What to work on >> Copy every line of the listing that holds the string "method".

Dataset excerpts START

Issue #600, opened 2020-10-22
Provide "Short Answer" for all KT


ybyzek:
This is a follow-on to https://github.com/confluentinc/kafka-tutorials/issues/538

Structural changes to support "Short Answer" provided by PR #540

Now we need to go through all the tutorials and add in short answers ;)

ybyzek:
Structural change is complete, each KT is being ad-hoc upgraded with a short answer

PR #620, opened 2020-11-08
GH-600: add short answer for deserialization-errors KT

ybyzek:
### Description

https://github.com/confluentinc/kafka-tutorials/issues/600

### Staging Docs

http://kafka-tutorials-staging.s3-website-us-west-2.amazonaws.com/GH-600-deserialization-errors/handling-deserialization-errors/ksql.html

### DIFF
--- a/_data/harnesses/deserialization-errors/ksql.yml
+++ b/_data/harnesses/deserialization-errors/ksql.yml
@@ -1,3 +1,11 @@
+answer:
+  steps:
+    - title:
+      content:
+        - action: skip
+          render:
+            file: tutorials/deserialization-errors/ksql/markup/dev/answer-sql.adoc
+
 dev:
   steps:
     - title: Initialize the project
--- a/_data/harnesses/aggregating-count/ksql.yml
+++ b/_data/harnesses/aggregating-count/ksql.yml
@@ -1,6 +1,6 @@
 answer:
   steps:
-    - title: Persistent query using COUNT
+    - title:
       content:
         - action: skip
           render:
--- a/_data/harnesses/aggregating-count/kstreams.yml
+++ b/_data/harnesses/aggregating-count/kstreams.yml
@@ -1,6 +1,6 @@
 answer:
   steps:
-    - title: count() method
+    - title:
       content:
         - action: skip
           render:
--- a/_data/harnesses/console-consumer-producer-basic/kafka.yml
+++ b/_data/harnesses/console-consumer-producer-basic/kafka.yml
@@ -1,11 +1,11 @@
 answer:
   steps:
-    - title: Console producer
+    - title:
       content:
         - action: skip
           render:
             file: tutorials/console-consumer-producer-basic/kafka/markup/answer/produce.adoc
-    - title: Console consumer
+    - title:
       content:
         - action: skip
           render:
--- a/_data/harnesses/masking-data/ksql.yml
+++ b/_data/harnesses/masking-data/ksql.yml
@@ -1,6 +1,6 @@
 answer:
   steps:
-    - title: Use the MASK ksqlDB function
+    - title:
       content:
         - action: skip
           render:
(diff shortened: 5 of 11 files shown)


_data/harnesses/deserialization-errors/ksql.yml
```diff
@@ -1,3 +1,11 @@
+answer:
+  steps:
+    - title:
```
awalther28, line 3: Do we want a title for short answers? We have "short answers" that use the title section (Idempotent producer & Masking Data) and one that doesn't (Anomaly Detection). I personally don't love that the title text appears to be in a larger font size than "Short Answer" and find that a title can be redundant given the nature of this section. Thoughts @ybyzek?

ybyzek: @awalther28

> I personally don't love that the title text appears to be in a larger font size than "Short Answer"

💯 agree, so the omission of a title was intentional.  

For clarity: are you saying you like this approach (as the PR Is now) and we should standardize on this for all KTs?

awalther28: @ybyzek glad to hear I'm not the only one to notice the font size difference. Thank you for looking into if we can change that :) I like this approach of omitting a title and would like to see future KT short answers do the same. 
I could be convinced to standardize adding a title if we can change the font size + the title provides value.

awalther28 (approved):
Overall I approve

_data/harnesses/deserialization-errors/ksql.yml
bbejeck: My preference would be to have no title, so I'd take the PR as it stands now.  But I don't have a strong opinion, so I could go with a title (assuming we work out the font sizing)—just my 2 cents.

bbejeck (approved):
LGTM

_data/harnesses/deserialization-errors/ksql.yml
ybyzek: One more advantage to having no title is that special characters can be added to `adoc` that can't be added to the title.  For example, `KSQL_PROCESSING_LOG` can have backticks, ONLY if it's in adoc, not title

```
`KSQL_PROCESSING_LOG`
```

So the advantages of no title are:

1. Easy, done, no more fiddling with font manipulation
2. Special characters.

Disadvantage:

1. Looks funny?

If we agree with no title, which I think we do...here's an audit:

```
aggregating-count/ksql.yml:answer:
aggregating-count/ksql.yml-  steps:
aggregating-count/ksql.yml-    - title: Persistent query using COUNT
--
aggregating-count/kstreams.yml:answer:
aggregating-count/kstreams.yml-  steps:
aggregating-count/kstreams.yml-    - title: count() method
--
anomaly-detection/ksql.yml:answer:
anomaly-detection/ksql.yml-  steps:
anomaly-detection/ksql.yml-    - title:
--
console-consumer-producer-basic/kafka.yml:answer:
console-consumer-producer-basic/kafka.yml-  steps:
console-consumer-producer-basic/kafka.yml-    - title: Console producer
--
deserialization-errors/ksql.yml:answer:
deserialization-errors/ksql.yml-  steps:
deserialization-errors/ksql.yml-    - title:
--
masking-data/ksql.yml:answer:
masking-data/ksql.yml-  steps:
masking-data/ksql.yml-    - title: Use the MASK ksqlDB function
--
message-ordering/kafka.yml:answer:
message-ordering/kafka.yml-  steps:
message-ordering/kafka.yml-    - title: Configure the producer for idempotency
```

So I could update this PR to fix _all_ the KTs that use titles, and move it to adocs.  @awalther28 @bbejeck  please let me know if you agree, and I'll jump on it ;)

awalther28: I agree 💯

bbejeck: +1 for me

Dataset excerpts END

Response area >>
-    - title: count() method
aggregating-count/kstreams.yml-    - title: count() method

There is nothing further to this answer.